O caos iniciou no dia 30 de abril na região Central do estado e indo até a região de Taquari, devastando cidades inteiras, como Muçum e Roca Sales, até chegar a região da Serra e Vale do Caí no dia 02 de maio. A bióloga Emanuelle Pasa, que mora em Caxias do Sul, ficou preocupada com o aumento das chuvas, principalmente com o risco de isolamento e de perder o contato com a sua família, como ocorreu na enchente de 2023 em Nova Roma do Sul.
Em entrevista para a Apremavi, Emanuelle relata como transformou, junto com amigos, a dor em ação: “Esses últimos dias têm sido de muita dor. Uma mistura de dor, de estado de atordoamento e raiva pelas inúmeras situações que poderiam ter sido eliminadas ou amenizadas. Aos poucos, conversando com os amigos percebemos que os sentimentos eram muito parecidos e que aquela situação de estarrecimento frente às notícias da catástrofe estavam nos consumindo. E assim a dor foi se transformando em luta.”

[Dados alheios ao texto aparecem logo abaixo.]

PR #2966, opened 2026-07-16
feat: builtin RAG ingest + query pipelines + expose signal `meta` on pipeline ctx (FP-0063 P3)

tya5:
**[per-PR-coder]** — part of #2955 (FP-0063 P3). Design:
`docs/deep-dives/proposals/0063-builtin-turnkey-user-rag.md`.

The two builtin pipelines the P2 MCP servers (#2952) exist to serve.

## ⚠️ NOT turnkey yet — `python3` on PATH must be reyn's own interpreter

Junto com amigos, Emanuelle formou um grupo com foco na doação de alimentos, roupas, itens de limpeza e água, além da produção de marmitas: “Reativamos o grupo que atuou na enchente passada e começamos a mobilizar mais pessoas, atualmente somos mais de 70 integrantes, com as doações sendo encaminhadas para as cidades do Vale do Taquari.”

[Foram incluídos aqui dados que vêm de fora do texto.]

PR #2960, opened 2026-07-15
security: flip SandboxPolicy.allow_subprocess default false→true (#2953)

tya5:
**[per-PR-coder]** — Owner-directed security-default relaxation. **Requires security-reviewer co-vet before merge.** This body is written so a reviewer knows exactly what to verify.

> **Stacked on #2956** (the #2954 doc fix). Base is `docs/2954-fix-allow-subprocess-advisory-drift`, not `main` — both PRs touch the same `reyn-yaml.md:771` line. **Merge #2956 first**; this PR's base then auto-retargets to `main`.

## What changes

1. `SandboxPolicy.allow_subprocess`: `False` → `True` (`src/reyn/security/sandbox/policy.py:71`).
2. `reyn.local.yaml.example`: adds a `sandbox.policy:` block with a commented `allow_subprocess: false` (deny-side) example + a rationale comment naming the threat it closes.
3. Default-value column updated in every doc documenting this field, en+ja mirrors (grep-swept, see below).

## Scope: how this differs from #2820 part C (`04d037da`)

Reviewers should not treat this as "same as the precedent."

| | #2820 part C | **This PR** |
|---|---|---|
| What flipped | `_build_mcp_sandbox_policy` only (`mcp/client.py:1039`, `self._config.get("subprocess", True)`) | The `SandboxPolicy` **dataclass default** itself |
| Surface | **MCP stdio server launch only** — a known, operator-declared binary | **Every consumer of the bare `SandboxPolicy()` default**, including `exec__sandboxed_exec`, the general-purpose tool through which the LLM runs arbitrary argv |
| Threat model | Operator picked the server; it forks to bootstrap | LLM picks the argv |

**This is materially broader than the precedent.** The narrowing fact is the LLM-reachability boundary below.

## Why this is defensible despite the broader surface (structural, not census)

`exec__sandboxed_exec` **cannot set the sandbox policy at all**. The tool schema is trimmed to `{argv, timeout_seconds}` (`tools/sandboxed_exec.py:32-45`); `_SANDBOXED_EXEC_PARAMETERS` deliberately omits `network` / `read_paths` / `write_paths` / `allow_subprocess` (pinned by `tests/test_sandbox_model_completion_1339.py::test_tool_schema_is_argv_only`). The handler then resolves the policy from `ctx.default_sandbox_policy` (operator-or-default), which **wins over the op's own fields** (`core/op_runtime/sandboxed_exec.py:61-70`, #1326/#1339).

[...]

PR #2975, opened 2026-07-16
security: actually load the seccomp filter, and make its allowlist survive contact with Linux

### LINKED ISSUE #2962: security: the seccomp filter has never loaded in production — both callsites call install_seccomp_filter() and discard the installer it returns
**[lead-coder]** — **seccomp レイヤは、本番で一度も load されたことがありません。** 両方の production callsite が installer を呼んで**戻り値を捨てて**います。**関数名が「install する」と読めることが、この欠陥を製造しました。**

security-reviewer の #2960 co-vet で発見。**#2960 の scope 外なので独立 issue にします。**

## 一次データ（**独立に2名が確認。推論ではありません**）

**`security/sandbox/backends/seccomp.py:97`** — 関数は callable を**返す**だけ:
```python
def install_seccomp_filter(policy: SandboxPolicy) -> Callable[[], None]:
    """Return a callable that installs a seccomp-BPF filter when invoked."""
    def _install():
        ...
        for syscall_name in _build_syscall_allowlist(policy):
            f.add_rule(pyseccomp.ALLOW, syscall_name)
        # Irrevocable — issues prctl(PR_SET_SECCOMP) in the child process.
        f.load()          # ← 実際に効かせる唯一の場所
    return _install       # ← 呼ぶ人が居て初めて意味がある
```

**両方の production callsite が、戻り値を捨てています**:
```python
# security/sandbox/landlock_exec.py:135-136
if install_seccomp_filter is not None:
    install_seccomp_filter(policy)        # ← _install は永久に呼ばれない

# security/sandbox/backends/landlock.py:196-197
if install_seccomp_filter is not None and not policy.allow_subprocess:
    install_seccomp_filter(policy)        # ← 同上
```

∴ **`f.load()` は本番で一度も実行されていません。全 syscall に対する default-deny の KILL filter（`seccomp.py:133`）は、存在するが有効になったことがない。**

**test が緑な理由**: `tests/test_sandbox_seccomp.py:152` は **test 自身が返り値の `fn()` を呼んでいます** ∴ **機構は検証されているが、配線は検証されていない。**

## 根本原因は **名前が嘘をついていること**

**`install_seccomp_filter(policy)` は「filter を install する」と読めます。** レビュアも、書いた本人も、この行を見て「install された」と読みます。実体は **`build_seccomp_installer(policy)`** です。docstring は正しい（*"Return a callable that installs..."*）のに、**呼び出し側は名前しか見ません。**

これは今日この repo で **4件目**の同じ class です:
1. **#2949**: `budget_tracker` の *"Threaded by the OpContext builders"* という**嘘のコメント** → 存在しない recorder の上に機能を作らせ、**8540 test と CI が緑のまま本番で1円も記録しない**結果 + 的外れな issue #2950 の2つを製造。
2. **#2961**: `token_counter failed ... falling back to chars//4 **for this process**` という**嘘の警告** → **どちらも偽**（`0` は失敗ではない / fallback は起きていない）。レビュアに正しい測定を2回撤回させた。
3. **#2960**: `SandboxPolicy.allow_subprocess` の既定を flip したが、**実経路は `SandboxedExecIROp.allow_subprocess` という別 field を読む** ∴ 何も変わらないまま機構 test は緑。
4. **本 issue**: `install_seccomp_filter` という**嘘の名前** → **セキュリティ層が一度も有効になっていない**まま機構 test は緑。

**4件すべて「記述（名前 / コメント / メッセージ）が嘘をつき、test が機構を検証して配線を検証していない」。**

## 直すべきこと

1. **戻り値の callable を実際に呼ぶ**（`preexec_fn` に composed する形が意図だったはず — docstring の *"intended to be used as (or composed into) a preexec_fn"* を読むこと）。
2. **関数を改名する** — `install_*` が installer を返すなら **`build_seccomp_installer`** 等に。**名前が呼び出し側の唯一の情報源**です。呼び出し側が正しく composed するようになっても、**次の人が同じ読み違いをします**。
3. **★ 配線を pin する test を書く**（機構 test ではなく）: **production callsite を strip して RED になることを確認**してから green に戻すこと。**RED を観測していない wiring test は、配線を守っている証拠がゼロです。** #2949 ではこの strip 検証が「機構 test 34 passed / live-path test 3 failed」を実証しました — **機構 test は配線の削除に構造的に盲目**です。
4. **`landlock.py:196` の `not policy.allow_subprocess` 条件も見直すこと** — security-reviewer の指摘: filter は**無条件に install**し、`allow_subprocess` は**allowlist の中身を形作るだけ**にすべき。現状は「subprocess を許すと seccomp 層ごと消える」設計で、**#2960 が既定を flip しようとした時に Linux の防御が丸ごと消える**原因でした。

## 深刻度について正直に
**本番で filter が load されていない** ∴ Linux の fork は**既に**塞がれていませんでした。∴ 本 issue は「今日から危険になる」ものではなく、**「ずっと危険だったことが判明した」**ものです。**#2960 の「seccomp が守り続ける」という防御論拠が、死んだコードの上に立っていた**ことが露見したのが発見の経緯です。

## 関連
- **#2960**（`allow_subprocess` 既定 flip）— BLOCK 中。この issue が片付くまで、あの PR の security 論拠は成立しません。
- #2949 / #2961 と同 class（**読む人に嘘をつく記述**）。

tya5:
**[per-PR-coder]** — Closes #2962

## ⚠️ This PR turns on a security layer that has never once been active

`install_seccomp_filter(policy)` only ever **built** an installer; both production callsites **discarded the return value**, so `f.load()` never ran. Fixing the wiring makes a `defaction=KILL` default-deny filter live for the first time.

**The allowlist behind it had therefore never been executed, and it did not work.** Wiring alone kills *every* sandboxed process. That is the bulk of this PR — the rename and the two-line wiring fix are the small part.

## What I changed

**1. The API shape (the root cause).** `install_seccomp_filter` → **`load_seccomp_filter(policy) -> None`**. The builder is **gone**, not renamed.

The name manufactured this defect — at a callsite `install_seccomp_filter(policy)` reads as "the filter is installed", which is what the author and every reviewer saw. But renaming it to `build_seccomp_installer` only stops the name lying; it keeps the *shape* that made the lie possible. A function returning an installer lets a caller write `build_seccomp_installer(policy)` and get a **silent no-op that reads like working code**. An accurate name is one more witness; removing the deferred form removes the defect from the language. Both callsites are now a single visible `load_seccomp_filter(policy)`.

*Verified before collapsing*, per the docstring's intent (*"used as (or composed into) a `preexec_fn`"*): **neither callsite ever needed the deferred form.** `_child_preexec` **is** the `preexec_fn` and calls it directly; `_apply_seccomp` is already in pre-exec position. Passing it directly as a `preexec_fn` remains available via a lambda. No other consumers exist.

**2. The wiring.** `landlock.py:196` and `landlock_exec.py:135` now invoke the installer. The preexec composition intent in the docstring is preserved: `LandlockBackend`'s child-side function (extracted to a module-level `_child_preexec`, the same function `Popen(preexec_fn=…)` calls) invokes it; the shim's `_apply_seccomp` invokes it before `os.execvp`.

**3. `defaction=KILL` → `ERRNO(EPERM)`.** `pyseccomp.KILL` is `KILL_THREAD` (0x0), **not** `KILL_PROCESS` — so "kills the process" was wrong, and it degrades to threads dying silently. More importantly, **killing emits no errno and no output, which would have silently disabled `denial.py`'s #2820 launcher-fork mitigation on Linux** — a module whose docstring explicitly claims to cover *"Linux seccomp"* and which detects the class by matching `fork: operation not permitted` on stderr. **This PR would have introduced that gap** by making the filter live. EPERM refuses the syscall exactly as KILL does (security unchanged), matches Seatbelt's `(deny process-fork)`, matches Docker's default, and bounds the unvalidated x86_64 gap to one failed call instead of a dead process.

**4. The allowlist — this is where the real defect was.** Discovered by loading the filter and running real commands under `strace` until they stopped dying, not by reading Docker/Firejail defaults:

| Fix | Why | How found |
|---|---|---|
| `execve`/`execveat` → baseline | **The sandbox killed its own target.** They were gated on `allow_subprocess`, but the filter *only loads when `allow_subprocess` is False*, and both callsites load it immediately before an exec. Not a subprocess capability — `execve` replaces the current image and spawns nothing; creation stays gated on `fork`/`vfork`/`clone`/`clone3`. | `/bin/echo` died at `execve` |
| `rseq`, `prlimit64` | glibc ≥2.35 startup, before `main()` | `/bin/echo` died at `rseq` |
| `getdents64`, `statfs`, `fadvise64`, `ioctl` | `ls`, `cat`, and any libc `isatty()` on stdio | strace |
| `close_range` | CPython closes fds **after `preexec_fn` returns**, so it is filtered too. Only the `Popen` callsite has this shape — the shim (`os.execvp`) does not, which is why both were validated separately. | `echo` died between preexec and execve |
| `getcwd`, `mkdirat`, `unlinkat`, `renameat`, `symlinkat` (+ legacy aliases) | See below | strace |
| `pipe`, `pipe2` | Restores the `denial.py` parity below (fds, not processes) | 4 launcher shapes |
| `stat`, `lstat` | x86_64 glibc < 2.33 issues `__NR_stat` directly. **aarch64 has no such syscall, so my validation is structurally blind to this** — predicted, not measured | co-vet |

**On filesystem writes** — these were *deliberately excluded* because "write access is governed by Landlock path rules, not seccomp". **That reasoning does not survive a default-deny filter:** absent from the allowlist is not *delegation to Landlock*, it is **refusal before Landlock can adjudicate**. Measured: `os.mkdir` / `os.remove` / `os.rename` / `shutil.rmtree` were all **killed**. This flips `test_syscall_allowlist_excludes_destructive_syscalls`, which pinned the falsified belief.

**Corrected by co-vet — my rationale was partially false.** "Allowing it grants no path access" holds **only** for rights in LandlockBackend's HANDLED set. It is false for:
- **`chmod`/`fchmod`/`fchmodat`** — Landlock has **no chmod right at all** (kernel docs list `chmod(2)`/`chown(2)` under current limitations). I had excluded `chown` for exactly this reason and then added `chmod` — internally inconsistent.
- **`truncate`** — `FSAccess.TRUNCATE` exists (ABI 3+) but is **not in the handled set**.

O cenário de catástrofe seguiu atingindo outras regiões do estado, como a região metropolitana e as cidades dos arredores, como o Vale dos Sinos. Daiana Schwengber, também bióloga, saiu de Porto Alegre para ver como seus pais e sua comunidade estavam e acabou abrigada com eles na casa de amigos, pois a água chegou rapidamente: inundou tanto a casa dos seus pais como a sede da empresa em que Daiana é sócia.
“Eu acabei ficando isolada em São Leopoldo, abrigada na casa de amigos, tendo os privilégios de não precisar ir para abrigo, nem meus pais. Automaticamente comecei a atuar no acolhimento das pessoas que estavam sendo resgatadas nos abrigos da forma que era possível, arrecadando alimentos, cozinhando marmitas, realizando a baldeação de recursos de um lado para o outro enquanto o número de desabrigados só aumentava”, relatou Daiana.
Ela também fala sobre os sentimentos que surgem observando a situação com as lentes de bióloga, que trabalha com questões socioambientais: “Sinto impotência, porque a gente fala e trabalha com mudanças climáticas há muito tempo, com esse olhar sobre o impacto que geramos negativamente no ambiente, e do nada estou dentro de uma catástrofe, vendo as pessoas que a gente mais gosta sofrer, meus gatos presos, não conseguindo chegar neles. Foram dias de muita angústia, de muita tristeza. A gente não sabe onde estão as pessoas.”
Relata ainda, sobre as inúmeras lacunas para lidar com momentos como esse: “Isso só nos mostra o quanto estamos despreparados para uma questão como essa emocionalmente, mas também na gestão das demandas da emergência climática, de comunicação efetiva e assertiva. Muitas pessoas estão se apropriando de informações erradas e passam adiante, e não tem noção, mas a maioria é solidária.”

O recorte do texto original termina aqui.